Your help in a fix would me much appreciated. 
Thanks in advance


----------



## Jags (Nov 1, 2017)

First knee jerk reaction would be wet wood.  Second - oversized flue.  Third - a combination of the two. 12 x 16 has a pretty large area for a stove designed to run on 6” round.  So...to lay it out there...I would guess a chimney liner and confirmed dry wood would make for a happy stove.


----------



## carlaB (Nov 1, 2017)

Thank you for your fast reply. We have 5 cords of seasoned hardwood in our barn so we're burning dry wood. Flue liner, run the 6 inch pipe from the elbow to the top of the chimney?


----------



## Sully1515 (Nov 1, 2017)

Hi Carla, I hope I can help as well.  

Just curious, how long has the hardwood been seasoning in your barn for?  The reason I ask is because some species of hardwood may take up to two years to fully season.  To fully season, firewood needs good air ventilation, and, if possible, sun.  If there is no air circulation, then it can take a few years to fully season, especially if the firewood is packed tightly.


----------



## carlaB (Nov 1, 2017)

It had been seasoning outside for 2 years before we put it in our barn. Our barn is also climate controlled.


----------



## begreen (Nov 1, 2017)

Sounds like a stainless liner dropped down the chimney and connected to the stove will make a major difference. Be sure that any horizontal section of pipe (if there is any) is pitched upward at least 1/4" per foot toward the chimney.


----------



## carlaB (Nov 1, 2017)

We've inquired about a steel liner and really not interested in paying almost a 1000K for it.  The pipe is pretty much straight on going from the stove into the fireplace,


----------



## begreen (Nov 1, 2017)

A stainless steel liner is infrastructure. It will improve the performance and safety of any wood stove that has the same common 6" flue requirement. The stove needs decent draft, that is the engine of the fire. What you have now is dangerous. With a loss of draft the smoke can reverse in the chimney and fill the room. Even if you can get the setup to temporarily work, the flue gases will be so dilute that they will cool down to the point of coating the chimney with creosote. That too is dangerous and expensive to remove when it gets to the glaze stage.


----------



## Jags (Nov 1, 2017)

carlaB said:


> We've inquired about a steel liner and really not interested in paying almost a 1000K for it.  The pipe is pretty much straight on going from the stove into the fireplace,



I understand the cost factor but that really is the “right” way to do it and I would bet you will have much better performance from the stove.


----------



## carlaB (Nov 1, 2017)

Thanks guys for your advice. One of our daughters working on her masters at Ga Tech asked one of her prof's about where she got theirs. She called the place in Atlanta for our daughter and they'll sell her a 25 foot kit for a much lower price than the 1k. She'll bring it with her when she comes home later this afternoon. 

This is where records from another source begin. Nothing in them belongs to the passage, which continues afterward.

PR #18061, opened 2024-11-13
fix(select): a11y: stop SR announcement for hidden labels 

### LINKED ISSUE #16613: [a11y]: Select - Playground - JAWS is announcing the name of the label even after hiding the label from playground
### Package

@carbon/react

### Browser

Firefox

### Operating System

_No response_

### Package version

v1.58.0

### React version

18.02

Manual QA

### Assistive technology

JAWS

### Description

From the Select - playground, set the hide label Boolean to "True" and observe the JAWS announcement.
JAWS will announce the name of the label which is visually hidden.

### Recommend Fix
Ensure that visually hidden label is hidden from screen reader as well

### WCAG 2.1 Violation

_No response_

### Reproduction/example

https://react.carbondesignsystem.com/?path=/story/components-select--playground&args=hideLabel:!true;readOnly:!false

### Steps to reproduce

none

### Code of Conduct

2nikhiltom:
Closes https://github.com/carbon-design-system/carbon/issues/16613

SR should not announce the label when `hideLabel` is true

#### Changelog

**New**
Added `aria-hidden` attribute 

#### Testing / Reviewing

Open From the Select - playground story
set the hide label Boolean to "True" and observe the SR do not announce label.


2nikhiltom:
Gower confirmed in CAG call that the label has to be announced, otherwise that might lead to a11y issues.

PR #18077, opened 2024-11-14
feat(tag): new decorator prop

### LINKED ISSUE #18002: Decorator: Tag

ariellalgilmore:
Closes #18002 

Updates Tag to include new decorator prop

#### Changelog

**New**

- new decorator prop, classes, and styles

**Changed**

- deprecated slug prop
- update rendering slug to render the decorator component but still set the size if it's an AILabel
- updated tests
- note I only updated Tag and Dismissible Tag and not the Tag using the `filter` prop since it's deprecated

#### Testing / Reviewing

Check tag with AILabel storybook ( i think the tooltip still looks a little odd, but maybe something to fix once people start using it and we can have design take a better look)

TODO:

- [ ] remove tag with tooltip before merging!


alisonjoseph (approved):
LGTM!

tay1orjones (approved):

PR #18096, opened 2024-11-18
fix(selectable-tile): don't require deprecated property "value"

### LINKED ISSUE #16977: [Bug]: SelectableTile: deprecated `value` prop
### Package

@carbon/react

### Browser

_No response_

### Package version

1.61.0

### React version

18.0.0

### Description

The value prop is marked as `deprecated` despite being required.

### Reproduction/example

https://stackblitz.com/edit/vitejs-vite-dbavtk?file=src%2FApp.tsx

### Steps to reproduce

1. Use the SelectableTile component with TypeScript,
2. Add value prop
3. Have it marked as deprecated

### Suggested Severity

### Application/PAL

_No response_

### Code of Conduct

wkeese:
Fixes #16977.
Refs #13537, #13631.

Update PropTypes so "name" and "value" are reported as deprecated. (The descriptions already included @deprecated, but that's different.)

More importantly, stop marking "value" as required. Properties cannot be deprecated and required at the same time.

#### Changelog

**Changed**

- declarations for SelectableTile "name" and "value" properties

#### Testing / Reviewing

Tested locally.  Updated snapshot, and updated test file to stop using the deprecated parameters.

### DIFF
--- a/packages/react/__tests__/__snapshots__/PublicAPI-test.js.snap
+++ b/packages/react/__tests__/__snapshots__/PublicAPI-test.js.snap
@@ -6984,9 +6984,7 @@ Map {
         "type": "string",
       },
       "light": [Function],
-      "name": Object {
-        "type": "string",
-      },
+      "name": [Function],
       "onChange": Object {
         "type": "func",
       },
@@ -7008,20 +7006,7 @@ Map {
       "title": Object {
         "type": "string",
       },
-      "value": Object {
-        "args": Array [
-          Array [
-            Object {
-              "type": "string",
-            },
-            Object {
-              "type": "number",
-            },
-          ],
-        ],
-        "isRequired": true,
-        "type": "oneOfType",
-      },
+      "value": [Function],
     },
     "render": [Function],
   },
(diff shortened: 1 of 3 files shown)


wkeese:
I saw that, but isn't that an infrastructure problem, some issue with Jenkins etc.?

For me, the tests are all failing locally even on the main/ branch, with an error that

> Cannot find module '@carbon/feature-flags' from 'packages/react/src/components/FeatureFlags/index.tsx'

That may be unrelated though.

tay1orjones (approved):
LGTM, just need to update the public api snapshot and push it up. `yarn test -u` at the root will do it

wkeese:
Ah thanks, I got it to work via running this from the root:

```
yarn install
yarn run build
yarn test -u
```

(It's never clear to me when to run from root vs. when to run from packages/react.)

I force-pushed the latest.

wkeese:
The visual diffs are unrelated to this PR, you can see the same thing happening in #18106.

kennylam (approved):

Once again, I thank you for your replies and advice.


----------



## begreen (Nov 1, 2017)

Good deal. The chimney should be thoroughly cleaned right before installation. Ideally the liner should be insulated for the most protection.


----------



## carlaB (Nov 1, 2017)

The chimney and the fireplace were cleaned last week. We've always tried to buy locally, but this being a mountain resort area some businesses charge what ever they want to charge, and some pay their prices. We're financially secure, but with 5 daughters and 4 of them in college and us paying for their educations, we try to be thrifty. Our daughter got the kit far less than the 1k we were quoted here, below $500.00.


----------



## Jags (Nov 1, 2017)

It will be interesting to hear the report back when you finish the liner install.  I am guessing that you will be typing with a smile on your face.


----------



## carlaB (Nov 1, 2017)

I'll sure report back and try to remember to send some pics.


----------